The year of freak medical maladies and parasitic insect-invasions truly reached its pinnacle this weekend, friends. The Southerner’s sister drove down from North Carolina to help us finish some last-minute wedding projects (Smore’s kits, anyone?) and visit St. Pete for the first time (a.k.a. school us on how to party like a 21 year-old). All of us were sitting around Sunday night watching the awesome new HBO show, The Newsroom when my future sis-in-law turned to me and said, “Umm, I don’t know how to tell you this, but I just saw a rat run through your kitchen.” “WHHHHAAAATTT? Was it big?” “I don’t know.
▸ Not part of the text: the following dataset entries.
PR #539, opened 2019-09-26
fix (log file sync) defer file syncing until after the command finishes

zlav:
Currently, we are running `file.Sync()` after every log line. This PR ensures that `file.Sync()` is only called once when the program finishes. This speeds up all FOSSA CLI analysis, especially golang.

### DIFF
--- a/cmd/fossa/main.go
+++ b/cmd/fossa/main.go
@@ -4,6 +4,7 @@ import (
 	"fmt"
 	"os"
 
+	"github.com/apex/log"
 	"github.com/urfave/cli"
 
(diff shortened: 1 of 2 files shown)


cmd/fossa/main.go
```diff
@@ -42,6 +44,16 @@ var App = cli.App{
...
 func main() {
+	// Write the temp log file to disk after the command finishes.
+	defer func() {
+		err := display.SyncFile()
+		if err != nil {
+			log.Warnf("error writing to the log file: %s", err.Error())
+		}
+	}()
+
+	defer display.SyncFile()
```
golangcibot: Error return value of `display.SyncFile` is not checked (from `errcheck`)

Maybe, about this big.”
And, then I saw it… This huge, grey, beady-looking rat run right under my oven. The appropriate obscenity has not yet been invented to describe how I felt about seeing that rat running under my oven. Mother-Fuckuckkakaw?
So, yeah, there’s a rat in our kitchen. No biggie. I mean I used to have pet rats as a teenager, right? Except, I’m not a teenager anymore and rats are gross. Luckily (or unluckily, depending on how you view the proverbial glass), our house also has termites so the termite-guys are coming to bomb it in the next few weeks and I’m fairly certain that all that toxic gas will take care of our little rat issue.
By now, you may be starting to wonder about the cleanliness of our house. I totally get it. You think we’re slobs. How could you not, what with all the fleas, termites, and RATS running around our house. Except, we (and by “we”, I mean “me”) are total clean-freaks. I swear. Yes, the Southerner does have a little problem with falling asleep with a spoonful of peanut-butter in his mouth (no joke) from time to time. But, the minute I get over the shock of thinking that he shit on his own pillow-case, those sheets get washed on heavy-duty cycle. Which is normally just reserved for blue jeans and skid marks. See, clean?
As far as I’m concerned, all signs point toward “time to move into another house.” Really, the signs should have been glaringly obvious after the great flea invasion of 2012. But, seriously, I draw the line at rats.